Load an exported .pt2 model for inference.

Reads the graph and weights, and prepares the model for forward/2.

Args

  • path (String) - path to the .pt2 file from torch.export.save.
  • opts (keyword) - optional:
    • :device (:cpu | :cuda | {:cuda, index}) - device to place all weight tensors on. Defaults to :cpu. When set to :cuda, every loaded parameter/buffer is moved to the GPU at load time, so subsequent forward/2 calls run entirely on the GPU (as long as the user input is also on the GPU).

Returns

An %ExTorch.Export.Model{} struct.

Example

# CPU (default)
model = ExTorch.Export.load("model.pt2")
output = ExTorch.Export.forward(model, [input_tensor])

# GPU
model = ExTorch.Export.load("model.pt2", device: :cuda)
input = ExTorch.Tensor.to(cpu_input, device: :cuda)
output = ExTorch.Export.forward(model, [input])

read_schema(path)

@spec read_schema(String.t()) :: map()

Read the model schema from an exported .pt2 archive.

Returns a map with:

  • :graph - the computation graph as a list of node maps
  • :inputs - graph input names
  • :outputs - graph output names
  • :weights - weight metadata (name → shape, dtype, requires_grad)

read_weights(path)

@spec read_weights(String.t()) :: %{required(String.t()) => ExTorch.Tensor.t()}

Load weight tensors from an exported .pt2 archive.

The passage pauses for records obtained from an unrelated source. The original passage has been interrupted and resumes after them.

Issue #482, opened 2024-01-12
More options from ggplot for plotAbundanceDensity


artur-sannikov:
`plotAbundanceDensity` function does not accepts arguments from ggplot, for example `jitter` layout does not have `width` option and uses `geom_point()` as its basis but it does not accept[ geom_point](https://ggplot2.tidyverse.org/reference/geom_point.html) options.

antagomir:
This issue should be moved to miaViz?

artur-sannikov:
You are write. It's possible to [transfer issues](https://docs.github.com/en/issues/tracking-your-work-with-issues/transferring-an-issue-to-another-repository) if you have write access.

PR #593, opened 2024-06-27
Fixes to mia (OMA issue #482) 

ake123:
Fixes to mia (OMA issue #482) 

- diversity functions - warning that tells that some indices where not calculated 
- documentation  fix on runRDA()


R/estimateDiversity.R
```diff
@@ -189,12 +189,17 @@
...
+#' valid_indices <- index[index %in% col_names]
+#' 
 #' # The colData contains the indices with their code names by default
-#' colData(tse)[, index]
+#' colData(tse)[, valid_indices]
 #'
 #' # Removing indices
-#' colData(tse)[, index] <- NULL
+#' colData(tse)[, valid_indices] <- NULL
+#' colData(tse)[, name] <- NULL
```
TuomasBorman: name was not yet used, so this line is extra (there cannot be index called name)

R/estimateDiversity.R
```diff
@@ -240,229 +248,273 @@ NULL
...
-                index = c("coverage", "fisher", "gini_simpson", 
-                        "inverse_simpson", "log_modulo_skewness", "shannon"),
+           function(x, assay.type = "counts", assay_name = NULL,
+                    index = c("coverage", "fisher", "gini_simpson", 
+                              "inverse_simpson", "log_modulo_skewness", "shannon"),
                     name = index, ...)
-                    standardGeneric("estimateDiversity"))
+               standardGeneric("estimateDiversity"))
 
 #' @rdname estimateDiversity
```
TuomasBorman: Does this make the indentation wrong?

R/estimateDiversity.R
```diff
@@ -240,229 +248,273 @@ NULL
...
+                       call. = FALSE)
+              }
+              .check_assay_present(assay.type, x)
+              .require_package("vegan")
+              
+              dvrsts <- BiocParallel::bplapply(index,
+                                               .get_diversity_values,
+                                               x = x,
+                                               mat = assay(x, assay.type),
+                                               BPPARAM = BPPARAM,
```
TuomasBorman: Only the indentation is changed. Also it seems that the indentation is not multipication of 4 spaces anymore

1. The indentation should be multiplication of 4
2. We do not want to change code like this. It looks like the whole code has changed. As people are already using the package, we must retain the code. It is extremely hard to see the history of code when there are this kind of changes that do not really affect the functionality. --> indentation is fixed only when the code/functionality is also changed

R/estimateDiversity.R
ake123: removed ...was made during some testing

R/estimateDiversity.R
ake123: i fixed it

R/estimateDiversity.R
ake123: Okay fixed !

ake123:
it only failed here https://github.com/microbiome/mia/actions/runs/9741095621/job/26879566844
It looks like some permission issue in the ubuntu

R/estimateDiversity.R
```diff
@@ -286,183 +293,226 @@ setMethod("estimateDiversity", signature = c(x="SummarizedExperiment"),
...
+                  mat <- mat[ !is.na(node.label), ]
+                  node.label <- node.label[ !is.na(node.label) ]
+                  # Rename
+                  rownames(mat) <- node.label
+              }
+              # Calculates Faith index
+              faith <- list(.calc_faith(mat, tree, ...))
+              # Adds calculated Faith index to colData
+              .add_values_to_colData(x, faith, name)
+          }
```
TuomasBorman: It seems that the indentation is still off. Also, there are many lines that are not really changed. Only the indentation is changed. That makes review harder, but also makes the history of functions less clear.

Sorry about this, but can you revert lines that do not have any "real" changes that are not related to the issue?

Also, the permission issue in GHA should resolve when pushed to devel

TuomasBorman (changes requested):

Returns a map of %{fqn => %ExTorch.Tensor{}}.

to_elixir(path, module_name \\ "MyModel")

@spec to_elixir(String.t(), String.t()) :: String.t()

Generate an ExTorch.NN.Module DSL definition from an exported .pt2 archive.

Maps ATen operations in the graph to ExTorch NN layer types where possible.

Args

  • path - path to the .pt2 file.
  • module_name - name for the generated Elixir module.